Another area to watch closely will be the Modi government’s attitude towards law and order, and especially the right of vulnerable citizens – women, minorities, adivasis and dalits – to security, justice and equity.

Mr Modi lost a golden opportunity during the election campaign to assure India’s Muslims that they would be safe under him when his attention was drawn to VHP leader Pravin Togadia’s suggestion that violence be used to evict a Muslim family in Bhavnagar that had bought a house in a so-called Hindu area.

As Gujarat’s Chief Minister and Home Minister, Mr Modi could have reached out to the Muslim family and assured them – and by extension all of India’s Muslims – that they had the right to live and work wherever they liked in India and that he would defend their right to do so. Sadly, he made no such effort. All he did was tweet his disapproval of those “claiming to be BJP’s well wishers [who] are deviating the campaign from the issues of development & good governance.”

Will Mr Modi as Prime Minister be more concerned about the insecurity Indian Muslims feel than he was as a candidate for the job? Will he find a way to reach out to this crucial section of the population which today views him with distrust? Or will he regard any talk about addressing their concerns and fears as “appeasement”?

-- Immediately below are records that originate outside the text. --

PR #3017, opened 2026-08-04
chore(deps): redb 2 -> 4 and sysinfo 0.38 -> 0.39, MSRV 1.88 -> 1.95 (#2449)

### LINKED ISSUE #2449: chore(deps): redb 4 + sysinfo 0.39 blocked on MSRV (need Rust 1.89 / 1.95)

phil-opp:
Closes #2449.

Both deps were held back only by the workspace MSRV: every redb 3.x/4.x needs Rust 1.89, and sysinfo 0.39 needs 1.95. This raises `rust-version` to **1.95.0** — the lowest floor that admits both — and takes redb 2.6.3 → 4.1.0 and sysinfo 0.38.4 → 0.39.6. The lockfile diff is exactly those two crates plus one macOS-only transitive (`objc2-open-directory`).

**The store-format break.** redb 3 dropped the v2 on-disk format, so a coordinator store written by an older dora cannot be opened after this bump. redb reports that as a bare `Manual upgrade required. Expected file format version 3, but file is version 2`, which gives the user nothing to act on. `RedbStore::open` now maps `DatabaseError::UpgradeRequired` onto the existing `SCHEMA_MISMATCH_MARKER`, routing it into the recovery path a bincode schema bump already uses: `dora up` prints the `--recreate-store` hint, which *archives* the old file rather than deleting it.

Mr Modi’s critics can be forgiven for feeling a knot in their stomach today but this is not the first time the Indian electorate has ignored the unpleasant baggage a candidate brings and been seduced by the dream of technology, development and corruption-free government.

In December 1984, Rajiv Gandhi won 404 seats barely a month after his Congress party presided over the mass murder of Sikhs in Delhi, Kanpur, Bokaro and other north Indian cities. Rajiv was an attractive figure for young voters who embodied the same kind of technocratic promise that Mr Modi does today. The mandate Rajiv received was even more decisive. He ran a government with virtually no checks and balances, and was the darling of the corporate sector. But as his failures mounted, the temptation to create diversions and play the politics of vote-banks proved irresistible.

This is the future an India under Narendra Modi must avoid at all costs.